# Some rare  30” Torrington handle bars . Super  wide and long pull back



## whizzer kid (Sep 11, 2022)

Have these cool bars. Torrington I believe 
30” wide, 14” pull back from the second bend.  Want to find out what they are off of and possible name.


----------



## whizzer kid (Sep 11, 2022)

Little T on the end of them


----------



## fordmike65 (Sep 11, 2022)

Wide steerhorns.

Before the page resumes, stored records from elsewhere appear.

PR #194, opened 2017-04-07
Announce blocks with compact blocks

dagurval:
Adds support for announcing blocks using compact blocks instead of inv or header. Remote node must requests "high bandwith mode" compact blocks to enable this.

Note: XT does not request block announcements yet, but can now serve them.


dgenr8:
utACK

PR #198, opened 2017-04-25
Remove option -logips. Re-add logging of IPs.

dagurval:
We should either remove or or maintain this feature. I prefer for less code (remove).

`-logips` was adedded in https://github.com/bitcoin/bitcoin/pull/3764


dagurval:
If we want to maintain instead:
* ID needs to be added to "peer misbehaved" output. Currently shows only IP. Can't know what peer was misbehaved without adding logips=1
* IPGroup name needs to be obfuscated, default name for IPGroup is the IP address. IPGroup is logged when a peer connects.

dgenr8:
Rebased.

dgenr8:
I think we should maintain this option.  It's nice to be able to share log snippets without worrying about revealing your peer IP's.

dagurval:
Closing for now

PR #499, opened 2018-10-26
Convert signature hash type to enum class

dagurval:
Gives signature hash types a typename, thus adding type safety.

This is a less intrusive alternative to the `SigHashType` enum wrapper class introduced by ABC. Also this is an alternative to BU's approach to keep both the enum and introduce ABC's class, as done in their DSV PR https://github.com/BitcoinUnlimited/BitcoinUnlimited/pull/1390

This change makes it easier to port signature encoding tests and DSV.

### DIFF
--- a/src/rpc/rawtransaction.cpp
+++ b/src/rpc/rawtransaction.cpp
@@ -17,6 +17,7 @@
 #include "rpc/server.h"
 #include "script/script.h"
 #include "script/script_error.h"
+#include "script/sighashtype.h"
 #include "script/sign.h"
 #include "script/standard.h"
 #include "uint256.h"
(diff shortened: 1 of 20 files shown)


src/rpc/rawtransaction.cpp
```diff
@@ -755,30 +756,18 @@ UniValue signrawtransaction(const JSONRPCRequest& request)
...
-            (std::string("SINGLE|ANYONECANPAY"), int(SIGHASH_SINGLE | SIGHASH_ANYONECANPAY))
-            (std::string("SINGLE|FORKID"), int(SIGHASH_SINGLE | SIGHASH_FORKID))
-            (std::string("SINGLE|FORKID|ANYONECANPAY"), int(SIGHASH_SINGLE | SIGHASH_FORKID | SIGHASH_ANYONECANPAY));
         string strHashType = request.params[3].get_str();
-        if (mapSigHashValues.count(strHashType))
-            nHashType = mapSigHashValues[strHashType];
-        else
-            throw JSONRPCError(RPC_INVALID_PARAMETER, "Invalid sighash param");
+        try {
+            nHashType = FromStr(strHashType);
```
dgenr8: Do the other implementations have a dependency on flag ordering as this does?

dagurval: Looks like BU does not have a dependency on ordering, but will also not tell you when you mess up (passing ALL|NONE magically converts into SINGLE).


 https://github.com/BitcoinUnlimited/BitcoinUnlimited/blob/release/src/rpc/rawtransaction.cpp#L820

dgenr8:
@dagur Could you state something about how this refactor avoids a problem similar to the one that [affected ABC](https://www.bitcoinabc.org/2018-05-07-incident-report/)?

dagurval:
This change is less bug prone compared to ABC's approach as it does not change the interface.

This line:
```
flags = SIGHASH_ALL | SIGHASH_FORKID;
```
is the same with this approach:
```
flags = SigHashType::ALL | SigHashType::FORKID;
```
while with ABC it's:
```
flags = SigHashType().withForkId();
```

Another example:
```
bool fHasSingle = (nHashType & ~(SIGHASH_ANYONECANPAY | SIGHASH_FORKID)) == SIGHASH_SINGLE
```
this approach:
```
bool fHasSingle = (nHashType & ~(SigHashType::ANYONECANPAY | SigHashType::FORKID)) == SigHashType::SINGLE
```
ABC is completely different:
```
bool fHasSingle = nHashType.withAnyoneCanPay(false).withForkId(false).getRawSigHashType() == SIGHASH_SINGLE;
```

Errors in updating the use of sighash flags are harder to make and easier to spot.

src/rpc/rawtransaction.cpp
sickpig: Ouch this is not good for BU. Thanks for the report @dagurval!

dagurval: @sickpig I looked again and missed a detail, you have a `=` and not `|=` for the base flags.

This is even worse, because flag ordering is required but not enforced. As it stands `FORKID|SINGLE` results in `SINGLE`. `FORKID|ANYONECANPAY|SINGLE|NONE` results in `NONE`. `NOFORKID|FORKID` results in a sighashtype with FORKID, but signs it the wrong way.

PR #516, opened 2018-11-30
Introduce BlockBuilder interface

dagurval:
The interface replaces use of CBlockTemplate. The interface allows for building different representations of a new block without going through CBlock.

Before, transactions in `getblocktemplate` would pass two steps:
>    Mempool -> (copy to) CBlock -> (copy to) JSON

Now it is:
>    Mempool -> (copy to) JSON

For now, for sanity check, the JSON is converted to CBlock for the purpose of validations. This should be skipped in the future.

Also fixes a bug where sigop and txfees are counted wrong in 'getblocktemplate' after CTOR.

### DIFF
--- a/src/miner.cpp
+++ b/src/miner.cpp
@@ -14,6 +14,9 @@
 #include "hash.h"
 #include "main.h"
 #include "maxblocksize.h"
+#include "miner/blockbuilder.h"
+#include "miner/serializableblockbuilder.h"
+#include "miner/utilminer.h"
 #include "net.h"
 #include "policy/policy.h"
 #include "pow.h"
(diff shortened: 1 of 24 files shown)


src/miner.cpp
```diff
@@ -206,68 +203,73 @@ CBlockTemplate* CreateNewBlock(const CScript& scriptPubKeyIn)
...
-            throw std::runtime_error(strprintf("%s: TestBlockValidity failed: %s", __func__, FormatStateMessage(state)));
+        block.SetHashPrevBlock(pindexPrev->GetBlockHash());
+        UpdateTime(block, Params().GetConsensus(), pindexPrev);
+        block.SetBits(GetNextWorkRequired(pindexPrev, block.GetTime(), Params().GetConsensus()));
+
+        if (block.NeedsGBTMetadata()) {
+            block.SetBlockMinTime(nMedianTimePast + 1);
+            block.SetBlockHeight(nHeight);
+            block.SetBlockSizeLimit(hardLimit);
+            block.SetBlockSigopLimit(MaxBlockSigops(nBlockSize));
```
dagurval: This is different from before, it used to be `MaxBlockSigops(hadLimit)`. I think it is more accurate to be on the safe side here.

src/rpc/mining.cpp
```diff
@@ -585,177 +575,22 @@ UniValue getblocktemplate(const JSONRPCRequest& request)
     }
 
     // Update block
```
dagurval: To simplify, we don't do template caching here anymore. I believe the cache invalidation was wrong anyway, as `setClientRules` was not respected. The end goal is *fast* `getblocktemplate` also.

dgenr8 (approved):
I really like gbtblockbuilder encapsulating so much of the special block construction logic.  Also the more consistent use of exceptions.

src/miner.cpp
dagurval: Since sigoplimit grows with block size, with `hardLimit` he'd have to stuff the block completely full to be sure he's not exceeding the limit when adding transactions from another source, right?

dgenr8: You're right of course.  How quickly I forgot the decision to validate using the actual block size.

DaunthE1 (commented):
iQIcBAEBCAAGBQJboV68AAoJEJDIAZ42wulkrD0P/iULbLc7SRAXPPaQDxRV+nXO

PR #519, opened 2019-05-17
Enforce per-tx limits on CDS/CDSV sigops

dgenr8:
In AcceptToMemoryPool, set the fork-dependent script verification flags prior to checking the transaction sigop limit.  The check was failing to count CDS/CDSV sigops as per 2018-11 fork spec.


dgenr8:
It was convenient to remove 2012 BIP16 activation logic is part of this change.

Prewar Torringtons


----------



## John (Sep 12, 2022)

What year did they change from the spacer to the expanded tube?


----------



## fordmike65 (Sep 12, 2022)

John said:


> What year did they change from the spacer to the expanded tube?



37-38?


----------



## ian (Sep 12, 2022)

Those would be perfect on my '37 Shelby Traveler.


----------



## Goodday (Sep 19, 2022)

My 39 Monark 5 bar has those  bars


----------



## ian (Sep 19, 2022)

My '37 Shelby is now equipped with some bitchin' 30+inch wide longhorns , thanks to @redline1968 .


----------



## Krakatoa (Sep 19, 2022)

John said:


> What year did they change from the spacer to the expanded tube?



Good question I think the technical term is swaging. Maybe there's some notice of this in period Torrington literature.


fordmike65 said:


> 37-38?



I would agree.


----------



## all riders (Sep 20, 2022)

I would swear those are the bars I had on my '35 Rugby (shapleigh) motobike. The original owner(my highschool friend's dad) had a name for them and said that he had special ordered them from the options in the catalogue. Many years later, I have seen Shapleigh catalogue pages, from the period, that do, indeed, list handlebar, seat. et.c. options. Perhaps you could find a clue in those catalogues?


----------



## cyclingday (Sep 20, 2022)

Torrington referred to these as; SB Bars.
The S.B. Stood for “Swept Back.”
They came in 4 sizes.
8” 10” 12” 14”
The 14 inch size is definitely the least seen these days.
The shimmed center/clamping area for the stem/goose neck, was phased out for the bulged/swaged area in 1938.


----------



## tacochris (Sep 20, 2022)

My 41 B model came with the 14" pulls and I love em.  Feels like an early motorcycle.


----------



## Avanti (Sep 23, 2022)

As far back as I recall, these were nicknamed "Torrington Long Horns".


----------



## Krakatoa (Sep 23, 2022)

Or Steer Horns


----------